** WORK REQUEST **
The answer must consist of each line below that contains the string "endpoint".

** RECORDS FOR THE TASK **
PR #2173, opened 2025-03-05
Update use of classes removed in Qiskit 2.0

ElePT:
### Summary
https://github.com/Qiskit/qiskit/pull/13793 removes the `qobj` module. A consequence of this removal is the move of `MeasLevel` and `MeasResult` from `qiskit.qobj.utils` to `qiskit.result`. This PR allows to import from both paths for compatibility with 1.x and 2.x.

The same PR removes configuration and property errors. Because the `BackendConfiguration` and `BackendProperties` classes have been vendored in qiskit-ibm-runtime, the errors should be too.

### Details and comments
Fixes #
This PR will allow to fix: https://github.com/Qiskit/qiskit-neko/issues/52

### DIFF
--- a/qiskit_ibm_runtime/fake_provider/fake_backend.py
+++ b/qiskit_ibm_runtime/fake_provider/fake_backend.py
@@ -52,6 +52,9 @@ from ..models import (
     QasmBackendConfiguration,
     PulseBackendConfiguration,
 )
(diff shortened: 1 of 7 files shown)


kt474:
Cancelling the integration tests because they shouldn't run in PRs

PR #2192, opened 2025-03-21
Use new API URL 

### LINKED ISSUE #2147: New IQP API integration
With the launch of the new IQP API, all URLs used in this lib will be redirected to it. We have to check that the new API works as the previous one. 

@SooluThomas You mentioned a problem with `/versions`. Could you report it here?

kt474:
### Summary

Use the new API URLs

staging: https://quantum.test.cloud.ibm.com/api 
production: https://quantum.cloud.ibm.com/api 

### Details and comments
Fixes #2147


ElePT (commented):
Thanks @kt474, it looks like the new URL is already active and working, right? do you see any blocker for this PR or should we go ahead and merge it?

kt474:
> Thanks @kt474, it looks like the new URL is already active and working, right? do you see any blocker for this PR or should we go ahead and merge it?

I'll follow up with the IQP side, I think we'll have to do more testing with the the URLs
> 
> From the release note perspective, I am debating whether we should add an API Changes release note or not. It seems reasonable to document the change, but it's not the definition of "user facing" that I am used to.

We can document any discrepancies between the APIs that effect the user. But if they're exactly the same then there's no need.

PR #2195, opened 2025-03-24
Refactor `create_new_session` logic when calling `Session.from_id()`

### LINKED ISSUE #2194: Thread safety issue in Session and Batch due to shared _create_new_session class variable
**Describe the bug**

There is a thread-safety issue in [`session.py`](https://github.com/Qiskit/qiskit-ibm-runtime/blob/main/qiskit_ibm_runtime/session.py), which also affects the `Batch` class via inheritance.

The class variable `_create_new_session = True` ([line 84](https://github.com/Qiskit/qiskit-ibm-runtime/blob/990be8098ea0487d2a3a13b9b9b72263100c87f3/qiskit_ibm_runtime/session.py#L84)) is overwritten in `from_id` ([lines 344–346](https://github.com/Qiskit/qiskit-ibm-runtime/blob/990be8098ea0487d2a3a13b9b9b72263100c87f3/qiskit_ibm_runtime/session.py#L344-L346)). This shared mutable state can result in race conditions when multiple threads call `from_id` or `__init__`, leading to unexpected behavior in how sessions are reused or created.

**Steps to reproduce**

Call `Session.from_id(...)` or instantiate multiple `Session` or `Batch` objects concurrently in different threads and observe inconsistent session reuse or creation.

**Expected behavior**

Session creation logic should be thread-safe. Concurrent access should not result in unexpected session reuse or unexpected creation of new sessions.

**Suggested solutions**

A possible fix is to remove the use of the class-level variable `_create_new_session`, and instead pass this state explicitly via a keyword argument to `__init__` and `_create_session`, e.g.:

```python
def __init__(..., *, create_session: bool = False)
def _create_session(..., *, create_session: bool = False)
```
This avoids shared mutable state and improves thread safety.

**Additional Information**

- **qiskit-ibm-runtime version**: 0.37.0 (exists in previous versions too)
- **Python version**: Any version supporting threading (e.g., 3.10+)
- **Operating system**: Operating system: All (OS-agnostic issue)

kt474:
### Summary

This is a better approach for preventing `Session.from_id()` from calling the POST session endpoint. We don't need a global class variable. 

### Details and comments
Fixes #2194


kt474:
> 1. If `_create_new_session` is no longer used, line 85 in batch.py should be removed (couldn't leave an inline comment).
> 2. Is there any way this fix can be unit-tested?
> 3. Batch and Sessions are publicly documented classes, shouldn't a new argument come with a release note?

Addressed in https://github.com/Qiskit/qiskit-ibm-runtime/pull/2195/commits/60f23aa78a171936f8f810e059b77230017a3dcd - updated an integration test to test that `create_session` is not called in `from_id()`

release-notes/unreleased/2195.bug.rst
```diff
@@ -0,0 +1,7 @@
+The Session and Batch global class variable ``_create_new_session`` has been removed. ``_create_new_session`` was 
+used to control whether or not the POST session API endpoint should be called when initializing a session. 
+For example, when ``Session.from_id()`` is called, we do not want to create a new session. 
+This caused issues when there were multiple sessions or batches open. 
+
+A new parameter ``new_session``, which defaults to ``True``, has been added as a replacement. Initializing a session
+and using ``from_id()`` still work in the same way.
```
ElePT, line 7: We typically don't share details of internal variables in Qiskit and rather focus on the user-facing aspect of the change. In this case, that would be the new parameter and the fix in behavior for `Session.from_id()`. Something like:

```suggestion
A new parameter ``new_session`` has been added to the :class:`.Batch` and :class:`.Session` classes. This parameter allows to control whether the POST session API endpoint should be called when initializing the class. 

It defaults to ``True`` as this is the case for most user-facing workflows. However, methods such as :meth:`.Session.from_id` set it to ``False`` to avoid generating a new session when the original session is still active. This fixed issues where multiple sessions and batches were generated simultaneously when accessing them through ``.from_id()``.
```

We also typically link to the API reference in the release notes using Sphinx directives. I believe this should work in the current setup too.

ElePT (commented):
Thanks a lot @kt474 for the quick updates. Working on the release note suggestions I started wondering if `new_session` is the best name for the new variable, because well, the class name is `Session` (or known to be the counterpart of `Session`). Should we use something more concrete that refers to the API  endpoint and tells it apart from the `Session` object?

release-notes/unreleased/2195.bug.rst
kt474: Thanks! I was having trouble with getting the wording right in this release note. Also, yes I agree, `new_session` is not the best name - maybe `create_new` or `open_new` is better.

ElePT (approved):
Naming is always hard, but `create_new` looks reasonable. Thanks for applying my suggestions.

** OUTPUT **
This is a better approach for preventing `Session.from_id()` from calling the POST session endpoint. We don't need a global class variable. 
+used to control whether or not the POST session API endpoint should be called when initializing a session. 
A new parameter ``new_session`` has been added to the :class:`.Batch` and :class:`.Session` classes. This parameter allows to control whether the POST session API endpoint should be called when initializing the class. 
Thanks a lot @kt474 for the quick updates. Working on the release note suggestions I started wondering if `new_session` is the best name for the new variable, because well, the class name is `Session` (or known to be the counterpart of `Session`). Should we use something more concrete that refers to the API  endpoint and tells it apart from the `Session` object?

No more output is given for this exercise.